# What is being asked
One figure is the whole answer: the number of lines below that contain the word "output".

# Raw data
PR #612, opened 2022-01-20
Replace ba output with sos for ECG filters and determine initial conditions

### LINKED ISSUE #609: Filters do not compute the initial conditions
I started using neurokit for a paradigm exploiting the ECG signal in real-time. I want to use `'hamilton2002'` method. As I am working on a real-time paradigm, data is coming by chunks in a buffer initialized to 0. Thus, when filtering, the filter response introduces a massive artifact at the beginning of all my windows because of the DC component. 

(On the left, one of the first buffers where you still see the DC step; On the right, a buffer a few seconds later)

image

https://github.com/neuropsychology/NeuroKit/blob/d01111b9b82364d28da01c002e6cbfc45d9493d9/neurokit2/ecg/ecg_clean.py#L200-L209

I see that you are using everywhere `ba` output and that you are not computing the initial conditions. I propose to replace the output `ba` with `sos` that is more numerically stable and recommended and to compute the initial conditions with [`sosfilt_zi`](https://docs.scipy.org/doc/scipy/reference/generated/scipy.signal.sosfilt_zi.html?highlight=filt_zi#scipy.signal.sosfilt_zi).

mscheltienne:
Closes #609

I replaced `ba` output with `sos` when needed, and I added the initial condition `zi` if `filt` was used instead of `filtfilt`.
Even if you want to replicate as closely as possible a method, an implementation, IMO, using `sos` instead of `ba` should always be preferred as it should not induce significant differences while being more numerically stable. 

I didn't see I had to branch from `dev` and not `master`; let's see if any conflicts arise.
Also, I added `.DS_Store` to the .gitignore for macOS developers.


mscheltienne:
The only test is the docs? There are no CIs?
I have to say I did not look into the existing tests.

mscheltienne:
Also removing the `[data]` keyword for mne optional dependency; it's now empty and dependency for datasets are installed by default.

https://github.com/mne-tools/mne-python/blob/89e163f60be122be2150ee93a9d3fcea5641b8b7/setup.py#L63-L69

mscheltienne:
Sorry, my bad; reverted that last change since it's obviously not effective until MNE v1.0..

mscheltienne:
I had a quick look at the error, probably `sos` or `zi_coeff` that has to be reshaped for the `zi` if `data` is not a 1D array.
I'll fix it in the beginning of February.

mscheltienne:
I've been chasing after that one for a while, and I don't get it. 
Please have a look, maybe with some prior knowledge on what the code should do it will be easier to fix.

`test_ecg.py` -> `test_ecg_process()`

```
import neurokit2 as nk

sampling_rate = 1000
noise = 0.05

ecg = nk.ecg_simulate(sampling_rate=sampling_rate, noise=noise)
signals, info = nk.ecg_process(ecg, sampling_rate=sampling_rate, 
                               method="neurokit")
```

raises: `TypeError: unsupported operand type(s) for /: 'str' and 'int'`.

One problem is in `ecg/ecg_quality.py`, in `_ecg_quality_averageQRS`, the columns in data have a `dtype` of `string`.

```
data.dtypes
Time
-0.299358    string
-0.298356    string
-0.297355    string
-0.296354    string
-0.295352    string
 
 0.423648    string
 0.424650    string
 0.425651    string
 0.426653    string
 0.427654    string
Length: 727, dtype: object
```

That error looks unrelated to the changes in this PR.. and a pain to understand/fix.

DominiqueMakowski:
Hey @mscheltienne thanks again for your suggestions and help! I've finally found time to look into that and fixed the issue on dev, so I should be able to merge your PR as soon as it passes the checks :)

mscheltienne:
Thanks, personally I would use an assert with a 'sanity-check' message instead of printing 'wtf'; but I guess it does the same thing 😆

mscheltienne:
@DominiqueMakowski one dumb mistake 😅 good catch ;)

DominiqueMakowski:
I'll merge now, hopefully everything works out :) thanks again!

# Answer for the task
3